If the shrimp are pink, they're cooked.
Raw shrimp are grey.


----------



## itstheiceman (Oct 5, 2006)

Piranha_man said:


> If the shrimp are pink, they're cooked.
> Raw shrimp are grey.


ok so then the shrimp are cooked.....my temp in my tank right now is at 82 right now, every week i do a 50% water change while i do my gravel vac...my fish seem very active now that they've been eating the shrimp...they use the power head....theres only 6 pygo's in a 120 lay-out so LOTS of room for these guys....so hopefully im on the right track...ill try and mix they're diet up


----------



## Dawgz (Aug 18, 2005)

cooked shrimp have very little nutritional value compared to raw shrimp, the process of cooking "burns" off much of the nutrients...

ur basically feeding them practically nothing.


----------



## eiji (Sep 16, 2006)

so do they like the cooked shrimp, coz mine dont bother them at all...
and i've heard that raw shrimps with shell welps promote color enhancement.


----------



## itstheiceman (Oct 5, 2006)

Dawgz said:


> cooked shrimp have very little nutritional value compared to raw shrimp, the process of cooking "burns" off much of the nutrients...
> 
> ur basically feeding them practically nothing.
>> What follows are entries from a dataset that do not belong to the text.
PR #1395, opened 2026-09-07
Opt-in exact verify mode for speculative batches (COLI_EXACT_VERIFY=1)

rybruscoe:
Follow-up to #689. Opt-in, env-gated, verify batches only, default paths untouched.

**What it does.** With `COLI_EXACT_VERIFY=1`, during draft+verify forwards (`g_spec_live`) the CPU MLA-absorb attention core accumulates its two dots (q.k score and p.v context) exactly: every product is formed from the integer mantissas, binned by exponent, folded into one wide integer and rounded once. Summation order, SIMD width and contraction flags can't change the bits, so a verify row decides a near-tie the same way on every host. Off by default, and the exact branch is a separate `if`; the `else` is the existing code, so the default build path doesn't move. The tq1 / TQ / kv8 context paths are left alone.

**Files.** `c/exact_dot.h` (the accumulator, header-only, needs `__int128`), `c/tests/test_exact_dot.c` (registered in `TEST_BINS`), the two gated branches in `c/colibri.c`, four lines in the Makefile.

**Token-exact check.** glm_tiny oracle, decode mode, `DRAFT=4`, 5 runs each:

| | matching tokens | tok/s (median of 5) |
|---|---|---|
| `DRAFT=4` | 20/20 | 9090 |
| `DRAFT=4 COLI_EXACT_VERIFY=1` | 20/20 | 5657 |

Measured on a box that was also running a training job, so the absolute tok/s wobble run to run; the ratio (about 0.6x) is the number to read. Same tokens either way on this oracle, which is what you'd expect: the exact path only changes bits on near-ties, and the tiny model doesn't produce one in 20 tokens. The number I don't have is a flip caught on the big model at n=64; I don't have the hardware to run GLM-5.2 here, so that check is yours if you want it.

**Cost.** The tiny model is the worst case for the tok/s hit, since attention is most of its forward; on a real MoE the expert matvecs dominate and the gated dots are a small slice. On the dot itself it's about 7x the float loop at -O3 (2.5 ns/elem vs 0.38, from the unit test). `make test-c` passes; no new warnings.

**Unit test covers:** exact vs long-double reference, near-tie rounding (nearest-even), subnormals, cancellation, NaN/inf propagation matching the float classification.

Happy to move the gate name or narrow the scope further if you'd rather.

### DIFF
--- a/c/Makefile
+++ b/c/Makefile
@@ -478,6 +478,7 @@ TEST_EXCLUDE = test_uring test_deepseek_v4 test_v4_ownership test_v4_serve_frami
 TEST_BINS    = $(addprefix tests/,$(addsuffix $(EXE),$(filter-out $(TEST_EXCLUDE),$(TEST_RULES))))
 ifneq (,$(LINUX))
 TEST_BINS += tests/test_uring$(EXE)
+TEST_BINS += tests/test_exact_dot$(EXE)
 endif
 ifeq ($(COLI_V4_SUPPORTED),1)
 TEST_BINS += tests/test_v4_hybrid_policy$(EXE) tests/test_k3_fill_budget$(EXE) tests/test_v4_bank_pair$(EXE)
@@ -1723,6 +1724,9 @@ tests/test_rss_anon$(EXE): tests/test_rss_anon.c
 # Windows; questo test gira nei tre job e fallisce dove la misura vale 0.
 tests/test_mem_available$(EXE): tests/test_mem_available.c compat.h
 	$(CC) $(CFLAGS) tests/test_mem_available.c -o $@ $(LDFLAGS)
+
+tests/test_exact_dot$(EXE): tests/test_exact_dot.c exact_dot.h
+	$(CC) $(CFLAGS) tests/test_exact_dot.c -o tests/test_exact_dot$(EXE) $(LDFLAGS)
 
 tests/test_798_guards$(EXE): tests/test_798_guards.c st.h json.h compat.h route_trace.h
 	$(CC) $(CFLAGS) $< -o $@ $(LDFLAGS)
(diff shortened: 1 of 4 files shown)


JustVugg:
One line away from green, and the change itself is good.

The failure is `test_every_engine_rule_lists_the_headers_its_source_includes` in `c/tests/test_makefile_deps.py`: you added `#include "exact_dot.h"` to `c/colibri.c` but the `colibri$(EXE):` rule does not list it, so a change to your header would not rebuild the engine. Verified on dev: `exact_dot.h` is absent from that prerequisite list.

Append it and this should go green everywhere.

The design is right, and the gating in particular: both branches are `if(exact_verify_on() && g_spec_live)` with the existing code as the else, so the default path is untouched. The cost you report, about 7x on the dot itself, is honest and the sort of number people usually leave out.

Two things worth a line in the docs rather than a change. The `clat` exact branch is additionally guarded against the quantised-KV paths, so it silently falls back there and a user on int8 KV would not get the exactness they asked for. And you say yourself you could not exercise a real near-tie flip on GLM-5.2, which is the honest thing to say and worth keeping in the body.

rybruscoe:
Thanks — that was it. Pushed:

- `exact_dot.h` is now in the `colibri$(EXE):` prerequisite list (`test_makefile_deps` passes locally).
- Rebased onto current `dev` so the branch is just the three commits; engine builds clean, `test_exact_dot` still ALL PASS.
- The two limits you flagged are now in the docs rather than only in this thread: a paragraph under "Speculative decoding, honestly" in the README says the context dot stays on the float path with a quantised KV cache (tq1 / TQ / int8), so `COLI_EXACT_VERIFY` does not provide exactness there, and that a real near-tie flip on GLM-5.2 has been argued but not yet caught. The `clat` branch comment says the same in the code.

CI on the new head is sitting at "action required" (fork run needs your approve-and-run); locally `make check` and the Python suite (1300 tests) are green on the rebased tree.

If you'd rather the quantised-KV case print a one-line notice at startup instead of falling back silently, that's a three-line change — say the word.

PR #424, opened 2019-10-10
ProcessingChain: handle creation from list view

fefrain:


server/modules/activityLog/activityLogger.js
```diff
@@ -48,6 +48,7 @@ const type = {
   userRemove: 'userRemove',
 
   // analysis
+  processingChainInsert: 'processingChainInsert',
```
minotogna: should we use processingChainCreate? it's more consistent with the other activity logs.. what do you think?

server/modules/analysis/manager/processingChainManager.js
```diff
@@ -1,14 +1,28 @@
...
 const ActivityLog = require('../../activityLog/activityLogger')
+
+const ProcessingChain = require('../../../../common/analysis/processingChain')
+
 const ProcessingChainRepository = require('../repository/processingChainRepository')
 
+const createChain = async (user, surveyId, cycle, client = db) =>
+  await client.tx(async t => {
+    const processingChain = await ProcessingChainRepository.insertChain(surveyId, cycle, t)
+    await ActivityLog.log(user, surveyId, ActivityLog.type.processingChainInsert, { processingChain }, t)
```
minotogna: I think the repository can return the uuid directly and save in the history the uuid . is there a reason to save all the processing chai in the activity log?

webapp/loggedin/modules/analysis/processingChains/processingChainsView.js
```diff
@@ -11,15 +11,16 @@ import TableView from '../../../tableViews/tableView'
...
 import * as SurveyState from '../../../../survey/surveyState'
 
 import { reloadListItems } from '../../../tableViews/actions'
-import { appModuleUri, analysisModules } from '../../../appModules'
+import { createProcessingChain, navigateToProcessingChainView } from './actions'
 
 const processingChainsModule = 'processing-chains'
 
-const ProcessingChainsView = ({ surveyCycleKey, reloadListItems, history }) => {
+const ProcessingChainsView = ({ surveyCycleKey, reloadListItems, history, createProcessingChain, navigateToProcessingChainView }) => {
```
minotogna: it would be more readable if you use props:
```
const ProcessingChainsView = props => {
    const { 
        surveyCycleKey, history, 
        reloadListItems,  createProcessingChain, navigateToProcessingChainView
     } = props
....
```

server/modules/activityLog/activityLogger.js
fefrain: ok, right

server/modules/analysis/manager/processingChainManager.js
fefrain: if you want to recreate the same processing chain (with cycle, props, date created/modified etc) you have to store it entirely

webapp/loggedin/modules/analysis/processingChains/processingChainsView.js
fefrain: ok

PR #439, opened 2019-10-16
ActivityLog: record userInvitationAccept log when use accepts invitation

fefrain:


server/modules/user/manager/userManager.js
```diff
@@ -98,6 +98,18 @@ const updateUserPrefs = async user => ({
   [User.keys.authGroups]: await AuthGroupRepository.fetchUserGroups(User.getUuid(user))
 })
 
+const acceptInvitation = async (user, name, client = db) =>
+  await client.tx(async t => {
+    const userUpdated = await UserRepository.updateUsername(user, name, t)
+    const groups = await AuthGroupRepository.fetchUserGroups(User.getUuid(user), t)
```
minotogna: when user accept an invitation, he has only one group associated to that survey.

server/modules/user/service/userService.js
```diff
@@ -126,15 +126,16 @@ const updateUser = async (user, surveyId, userUuid, name, email, groupUuid, file
...
     throw new UnauthorizedError(User.getName(user))
-  }
 
-  const userToUpdate = await UserManager.fetchUserByUuid(userUuid)
-  await aws.updateUser(User.getEmail(userToUpdate), null, name)
-  await UserManager.updateUsername(user, name)
+  await client.tx(async t => {
+    const userToUpdate = await UserManager.acceptInvitation(user, name, t)
+    // update user name in aws
+    await aws.updateUser(User.getEmail(userToUpdate), null, name)
```
minotogna: what if during aws.updateUser something goes wrong? better to surround this with try catch so that the transaction gets rollbacked ?

server/modules/auth/repository/authGroupRepository.js
```diff
@@ -61,12 +61,16 @@ const fetchSurveyGroups = async (surveyId, client = db) =>
 
 const fetchUserGroups = async (userUuid, client = db) =>
   await client.map(`
-    SELECT auth_group.*
-    FROM auth_group_user, auth_group
+    SELECT g.*, s.id as survey_id
+    FROM auth_group_user gu
+      JOIN auth_group g
+        ON g.uuid = gu.group_uuid
+      LEFT OUTER JOIN survey s
```
minotogna: you don't need left outer join, but did you really need to update this query?

server/modules/user/manager/userManager.js
fefrain: can it be that he is invited to more than one survey and when he logs in the first time he has multiple groups associated?

minotogna: no, the invitation happens only for one survey at the time. with the code you wrote, your are logging all groups, even for other surveys .

server/modules/auth/repository/authGroupRepository.js
fefrain: left outer join is not needed, you are right. I've changed the query to get the survey_id (used to log the userInviteAccept activity)

fefrain: no wait, the left outer join it's needed to fetch user groups associated to the systemAdmin user

minotogna: correct, you're right. but still, do you need to update this query ?

fefrain: Should I create another one for this?

fefrain: do we need another fetch function for this? how can I get the surveyId required to log the activities? with a SurveyRepository.fetchSurveyByUuid ?

minotogna: let's just remove the accept invitation activity log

really now.....thats even better to know...thanks bud....next time ill grab some un-cooked shrimp...does it help with growth too that my heats jacked up?? to 82??....theres a small bit of aggression in my tank but nothing really to get me to turn it down....and i got a 6 1/4" red, a 5 1/2" red...a 6" caribe, and 3 5 1/2" caribes.......since they're all about that size is they're growth going to slow down now.....or how much will they grow from now on?? thanks a bunch


----------



## Coldfire (Aug 20, 2003)

See if they will eat pellets. I mix in H. Gold Pellets in their diet and that has really helped develop the "red" on their bellies. The Gold Pellets have the highest mix of carotein in them which is what produces the coloration.


----------



## itstheiceman (Oct 5, 2006)

Coldfire said:


> See if they will eat pellets. I mix in H. Gold Pellets in their diet and that has really helped develop the "red" on their bellies. The Gold Pellets have the highest mix of carotein in them which is what produces the coloration.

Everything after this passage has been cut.